Assignment ::
Each line of the records that holds the word "binary" should be copied out.

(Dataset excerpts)

PR #175, opened 2026-06-26
Single self-contained binary (embed runtime, JIT-extract on first run)

colinhacks:
Ships nub as one file: the runtime/ tree (preload + vendored node_modules + native addon) is embedded as a zstd-19 blob and JIT-extracted once, on first run, to ~/.cache/nub/runtime-<ver>-<hash>/. Steady state unchanged (one stat).

Release-only `embed-runtime` cargo feature, off by default — the dev loop walks to the in-repo runtime/ as before. build.rs makes the blob (include_bytes!); runtime_cache.rs extracts it (atomic tmp+rename, RO-FS to $TMPDIR fallback, age-based GC). find_preload routes through it; downstream resolution unchanged.

Tradeoff: binary +~2.1-2.7 MB/platform; npm package -~8 MB net; first run +~35-90 ms once.

Open item: Windows first-run DLL write (SmartScreen/AV), verifiable only on the Windows CI leg.

Held for maintainer review — architectural, not part of the patch release. Full detail in the commit message.

### DIFF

Task answer ::
Single self-contained binary (embed runtime, JIT-extract on first run)
Tradeoff: binary +~2.1-2.7 MB/platform; npm package -~8 MB net; first run +~35-90 ms once.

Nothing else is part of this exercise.